PR #1385, opened 2023-05-21
ColorOptions improvement, and New color mode: ColorByInstrument

joshstovall:
I have added a new color mode `ColorByInstrument`, which allows each instrument to be it's own color. 
```js
openSheetMusicDisplay.setOptions({
    coloringMode: 3,
    coloringSetCustom: ["#ff0000", "#ffa500", "#abad00", "#008000", "#0000ff", "#4b0082", "#ee82ee", "#9e8299"],
    colorOptions: {
        stems: true,
        beams: true,
        flags: true,
        rests: false,
        slurs: true
    }
});
```
 Colors are determined by `coloringSetCustom` and will simply repeat colors if there are more instruments than colors in `coloringSetCustom` array.

Screenshot 2023-05-20 172918

# 
The new `ColorOptions` consolidates some of the color options into a single interface.

This allows for toggling color inheritance for specific graphic object classes.  In other words, you can toggle various graphic elements (`stems`, `beams`, `flags`, `rests`, `slurs`) to inherit the color from the notehead or instrument.

This means `ColorStemsLikeNoteheads`, `ColorFlags`, and `ColorBeams` are now consolidated into the `ColorOptions`  and can be referenced as `ColorOptions.stems`, `ColorOptions.flags`,  `ColorOptions.beams`.

If this system proves useful, we could add other options here such as `ties`, `dynamics`, or `lyrics` to inherit as well in the future.

# 

I'm hoping this new system can be adopted, It opens up possibilities in the future for other ColoringModes such as `ColorByPart`, `ColorByVoice`, or `ColorByKey` (could be like `AutoColor`, but shifted by key so red is not always C and the color center can modulate with the key center).

These are just some ideas, but I think the changes in this PR are a core improvement to the color system. At the very least, I find useful and hope others do too. Feel free to chime in. Thanks 🤘

### DIFF
--- a/demo/index.js
+++ b/demo/index.js
@@ -461,6 +461,15 @@ import { TransposeCalculator } from '../src/Plugins/Transpose/TransposeCalculato
             coloringEnabled: true,
             // defaultColorNotehead: "#CC0055", // try setting a default color. default is black (undefined)
             // defaultColorStem: "#BB0099",
+            coloringMode: 1,
+            coloringSetCustom: ["#ff0000", "#ffa500", "#abad00", "#008000", "#0000ff", "#4b0082", "#ee82ee", "#9e8299"],        
+            colorOptions: { // colorOptions allows for toggling color inheritance for specific graphic object classes
+                stems: false,
+                beams: false,
+                flags: false,
+                rests: false,
+                slurs: false,
+            },
 
             autoBeam: false, // try true, OSMD Function Test AutoBeam sample
             autoBeamOptions: {
--- a/demo/index.js
+++ b/demo/index.js
@@ -461,14 +461,14 @@ import { TransposeCalculator } from '../src/Plugins/Transpose/TransposeCalculato
             coloringEnabled: true,
             // defaultColorNotehead: "#CC0055", // try setting a default color. default is black (undefined)
             // defaultColorStem: "#BB0099",
-            coloringMode: 1,
+            coloringMode: 3,
             coloringSetCustom: ["#ff0000", "#ffa500", "#abad00", "#008000", "#0000ff", "#4b0082", "#ee82ee", "#9e8299"],        
             colorOptions: { // colorOptions allows for toggling color inheritance for specific graphic object classes
-                stems: false,
-                beams: false,
-                flags: false,
+                stems: true,
+                beams: true,
+                flags: true,
                 rests: false,
-                slurs: false,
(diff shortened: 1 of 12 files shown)


sschmidTU:
@joshstovall  First of all, thanks for the PR, great new option, I like your example image!
However, when I use the new ColorByInstrument option, first of all it causes an error because it expects the `osmd.EngravingRules.ColoringSetCurrent` to be specified as well. This was already the case before the PR of course, though I think we shouldn't just error here, but set the color values to default values if the user didn't provide any (even though it should of course ideally be provided).
to reproduce in the demo:
```js
osmd.EngravingRules.ColoringMode = 3; // ColorByInstrument
```
Of course, when you set it via option, you do get a warning text in the console:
* * *
■ TASK ITEM ■
Write the entries out once more, exactly as they were given.

■ SOLUTION TO THE EXERCISE ■
PR #1385, opened 2023-05-21
ColorOptions improvement, and New color mode: ColorByInstrument

joshstovall:
I have added a new color mode `ColorByInstrument`, which allows each instrument to be it's own color. 
```js
openSheetMusicDisplay.setOptions({
    coloringMode: 3,
    coloringSetCustom: ["#ff0000", "#ffa500", "#abad00", "#008000", "#0000ff", "#4b0082", "#ee82ee", "#9e8299"],
    colorOptions: {
        stems: true,
        beams: true,
        flags: true,
        rests: false,
        slurs: true
    }
});
```
 Colors are determined by `coloringSetCustom` and will simply repeat colors if there are more instruments than colors in `coloringSetCustom` array.

Screenshot 2023-05-20 172918

# 
The new `ColorOptions` consolidates some of the color options into a single interface.

This allows for toggling color inheritance for specific graphic object classes.  In other words, you can toggle various graphic elements (`stems`, `beams`, `flags`, `rests`, `slurs`) to inherit the color from the notehead or instrument.

This means `ColorStemsLikeNoteheads`, `ColorFlags`, and `ColorBeams` are now consolidated into the `ColorOptions`  and can be referenced as `ColorOptions.stems`, `ColorOptions.flags`,  `ColorOptions.beams`.

If this system proves useful, we could add other options here such as `ties`, `dynamics`, or `lyrics` to inherit as well in the future.

# 

I'm hoping this new system can be adopted, It opens up possibilities in the future for other ColoringModes such as `ColorByPart`, `ColorByVoice`, or `ColorByKey` (could be like `AutoColor`, but shifted by key so red is not always C and the color center can modulate with the key center).

These are just some ideas, but I think the changes in this PR are a core improvement to the color system. At the very least, I find useful and hope others do too. Feel free to chime in. Thanks 🤘

### DIFF
--- a/demo/index.js
+++ b/demo/index.js
@@ -461,6 +461,15 @@ import { TransposeCalculator } from '../src/Plugins/Transpose/TransposeCalculato
             coloringEnabled: true,
             // defaultColorNotehead: "#CC0055", // try setting a default color. default is black (undefined)
             // defaultColorStem: "#BB0099",
+            coloringMode: 1,
+            coloringSetCustom: ["#ff0000", "#ffa500", "#abad00", "#008000", "#0000ff", "#4b0082", "#ee82ee", "#9e8299"],        
+            colorOptions: { // colorOptions allows for toggling color inheritance for specific graphic object classes
+                stems: false,
+                beams: false,
+                flags: false,
+                rests: false,
+                slurs: false,
+            },
 
             autoBeam: false, // try true, OSMD Function Test AutoBeam sample
             autoBeamOptions: {
--- a/demo/index.js
+++ b/demo/index.js
@@ -461,14 +461,14 @@ import { TransposeCalculator } from '../src/Plugins/Transpose/TransposeCalculato
             coloringEnabled: true,
             // defaultColorNotehead: "#CC0055", // try setting a default color. default is black (undefined)
             // defaultColorStem: "#BB0099",
-            coloringMode: 1,
+            coloringMode: 3,
             coloringSetCustom: ["#ff0000", "#ffa500", "#abad00", "#008000", "#0000ff", "#4b0082", "#ee82ee", "#9e8299"],        
             colorOptions: { // colorOptions allows for toggling color inheritance for specific graphic object classes
-                stems: false,
-                beams: false,
-                flags: false,
+                stems: true,
+                beams: true,
+                flags: true,
                 rests: false,
-                slurs: false,
(diff shortened: 1 of 12 files shown)


sschmidTU:
@joshstovall  First of all, thanks for the PR, great new option, I like your example image!
However, when I use the new ColorByInstrument option, first of all it causes an error because it expects the `osmd.EngravingRules.ColoringSetCurrent` to be specified as well. This was already the case before the PR of course, though I think we shouldn't just error here, but set the color values to default values if the user didn't provide any (even though it should of course ideally be provided).
to reproduce in the demo:
```js
osmd.EngravingRules.ColoringMode = 3; // ColorByInstrument
```
Of course, when you set it via option, you do get a warning text in the console:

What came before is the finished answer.